**Task prompt:** Wherever a line in the data below holds "LGTM", copy that line.

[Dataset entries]
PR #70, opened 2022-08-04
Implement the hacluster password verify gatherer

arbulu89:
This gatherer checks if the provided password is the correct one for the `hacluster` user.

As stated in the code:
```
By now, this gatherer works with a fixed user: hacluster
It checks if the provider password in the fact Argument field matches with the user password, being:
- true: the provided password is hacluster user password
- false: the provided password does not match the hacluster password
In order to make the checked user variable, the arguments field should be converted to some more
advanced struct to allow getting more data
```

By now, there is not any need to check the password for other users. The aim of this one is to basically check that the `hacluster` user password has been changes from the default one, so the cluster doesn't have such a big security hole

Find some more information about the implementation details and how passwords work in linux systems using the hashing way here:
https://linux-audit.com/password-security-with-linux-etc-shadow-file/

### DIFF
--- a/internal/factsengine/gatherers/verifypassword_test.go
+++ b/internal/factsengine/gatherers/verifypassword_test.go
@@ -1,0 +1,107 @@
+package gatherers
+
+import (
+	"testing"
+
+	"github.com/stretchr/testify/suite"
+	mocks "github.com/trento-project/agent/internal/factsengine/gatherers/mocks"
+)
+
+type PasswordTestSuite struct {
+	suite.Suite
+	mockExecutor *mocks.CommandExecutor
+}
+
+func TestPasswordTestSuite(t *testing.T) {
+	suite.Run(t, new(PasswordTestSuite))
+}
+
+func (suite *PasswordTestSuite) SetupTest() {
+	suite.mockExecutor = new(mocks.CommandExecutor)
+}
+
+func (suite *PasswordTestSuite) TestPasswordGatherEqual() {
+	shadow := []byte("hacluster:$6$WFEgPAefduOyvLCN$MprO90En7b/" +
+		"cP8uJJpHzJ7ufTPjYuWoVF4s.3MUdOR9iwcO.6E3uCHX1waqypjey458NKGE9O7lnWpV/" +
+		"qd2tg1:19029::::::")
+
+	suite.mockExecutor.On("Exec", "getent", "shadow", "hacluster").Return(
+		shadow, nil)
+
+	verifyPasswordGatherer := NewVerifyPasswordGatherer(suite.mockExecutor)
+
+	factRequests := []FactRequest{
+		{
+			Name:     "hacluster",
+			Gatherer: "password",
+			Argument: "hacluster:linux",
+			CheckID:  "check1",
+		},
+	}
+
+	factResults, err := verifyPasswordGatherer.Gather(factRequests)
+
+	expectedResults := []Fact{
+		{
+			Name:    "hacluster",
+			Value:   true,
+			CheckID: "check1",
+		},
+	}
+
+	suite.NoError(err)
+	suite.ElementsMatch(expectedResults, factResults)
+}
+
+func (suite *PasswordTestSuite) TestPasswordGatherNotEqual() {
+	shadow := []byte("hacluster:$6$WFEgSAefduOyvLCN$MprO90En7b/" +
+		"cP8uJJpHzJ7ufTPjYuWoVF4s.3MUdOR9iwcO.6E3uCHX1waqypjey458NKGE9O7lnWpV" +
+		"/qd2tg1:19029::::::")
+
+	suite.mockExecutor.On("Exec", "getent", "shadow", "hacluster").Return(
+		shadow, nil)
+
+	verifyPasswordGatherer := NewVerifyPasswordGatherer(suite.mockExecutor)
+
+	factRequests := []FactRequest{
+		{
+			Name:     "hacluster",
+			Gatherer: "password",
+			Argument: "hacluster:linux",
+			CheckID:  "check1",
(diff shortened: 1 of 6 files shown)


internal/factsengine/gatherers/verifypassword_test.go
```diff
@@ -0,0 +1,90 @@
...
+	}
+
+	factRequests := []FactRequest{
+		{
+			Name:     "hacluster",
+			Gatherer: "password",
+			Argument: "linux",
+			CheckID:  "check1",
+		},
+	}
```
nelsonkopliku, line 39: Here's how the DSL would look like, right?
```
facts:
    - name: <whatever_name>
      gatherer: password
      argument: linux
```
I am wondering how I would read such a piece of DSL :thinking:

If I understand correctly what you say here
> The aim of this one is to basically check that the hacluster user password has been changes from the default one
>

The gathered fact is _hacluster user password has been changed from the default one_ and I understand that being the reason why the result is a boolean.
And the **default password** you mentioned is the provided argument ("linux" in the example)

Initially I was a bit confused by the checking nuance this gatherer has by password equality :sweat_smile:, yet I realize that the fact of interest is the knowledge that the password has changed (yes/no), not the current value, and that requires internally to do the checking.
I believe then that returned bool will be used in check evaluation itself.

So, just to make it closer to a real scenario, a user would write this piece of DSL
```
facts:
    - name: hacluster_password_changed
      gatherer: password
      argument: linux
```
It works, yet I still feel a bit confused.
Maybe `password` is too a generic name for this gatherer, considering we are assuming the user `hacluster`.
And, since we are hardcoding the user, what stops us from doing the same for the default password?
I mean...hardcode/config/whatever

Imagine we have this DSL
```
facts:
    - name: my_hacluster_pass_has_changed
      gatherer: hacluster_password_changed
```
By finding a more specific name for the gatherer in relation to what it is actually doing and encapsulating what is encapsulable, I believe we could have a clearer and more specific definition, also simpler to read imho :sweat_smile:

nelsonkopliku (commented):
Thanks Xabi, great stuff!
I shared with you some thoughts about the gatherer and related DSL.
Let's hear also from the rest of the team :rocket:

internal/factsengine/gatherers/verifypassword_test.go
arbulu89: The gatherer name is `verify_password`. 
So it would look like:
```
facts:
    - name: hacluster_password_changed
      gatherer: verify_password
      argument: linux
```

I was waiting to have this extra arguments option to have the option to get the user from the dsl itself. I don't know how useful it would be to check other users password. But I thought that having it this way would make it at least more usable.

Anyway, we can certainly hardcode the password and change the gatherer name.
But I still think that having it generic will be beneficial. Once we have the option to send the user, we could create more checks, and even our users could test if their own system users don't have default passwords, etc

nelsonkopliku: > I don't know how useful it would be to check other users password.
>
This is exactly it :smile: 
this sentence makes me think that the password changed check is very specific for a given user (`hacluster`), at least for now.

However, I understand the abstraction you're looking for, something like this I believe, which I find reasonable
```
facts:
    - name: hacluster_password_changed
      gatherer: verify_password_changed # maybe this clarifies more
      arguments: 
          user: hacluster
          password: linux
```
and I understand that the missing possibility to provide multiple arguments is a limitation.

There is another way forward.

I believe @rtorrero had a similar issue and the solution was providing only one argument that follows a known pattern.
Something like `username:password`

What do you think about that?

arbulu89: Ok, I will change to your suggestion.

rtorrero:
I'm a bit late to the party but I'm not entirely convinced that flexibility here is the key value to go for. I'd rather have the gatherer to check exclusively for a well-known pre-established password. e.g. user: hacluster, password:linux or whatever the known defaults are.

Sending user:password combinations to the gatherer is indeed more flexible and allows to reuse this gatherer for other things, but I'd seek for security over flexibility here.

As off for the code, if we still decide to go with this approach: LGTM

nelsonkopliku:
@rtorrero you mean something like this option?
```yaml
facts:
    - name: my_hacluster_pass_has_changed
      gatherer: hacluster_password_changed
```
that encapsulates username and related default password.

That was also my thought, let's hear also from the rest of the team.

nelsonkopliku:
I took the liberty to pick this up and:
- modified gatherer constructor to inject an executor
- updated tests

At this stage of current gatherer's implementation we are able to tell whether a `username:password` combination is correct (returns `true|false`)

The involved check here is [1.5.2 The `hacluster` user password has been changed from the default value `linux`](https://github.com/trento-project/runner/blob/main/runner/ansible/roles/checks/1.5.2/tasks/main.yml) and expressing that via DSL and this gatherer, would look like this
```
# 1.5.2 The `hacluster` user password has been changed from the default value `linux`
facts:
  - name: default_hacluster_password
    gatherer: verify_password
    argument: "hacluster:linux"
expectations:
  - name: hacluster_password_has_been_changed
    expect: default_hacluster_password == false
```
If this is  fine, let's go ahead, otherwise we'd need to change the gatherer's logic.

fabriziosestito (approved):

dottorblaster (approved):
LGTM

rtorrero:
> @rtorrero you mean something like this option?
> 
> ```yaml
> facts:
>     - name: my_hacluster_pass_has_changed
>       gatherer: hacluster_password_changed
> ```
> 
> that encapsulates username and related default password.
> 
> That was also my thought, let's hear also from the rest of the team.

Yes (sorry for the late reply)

**Exercise answer:**
As off for the code, if we still decide to go with this approach: LGTM
LGTM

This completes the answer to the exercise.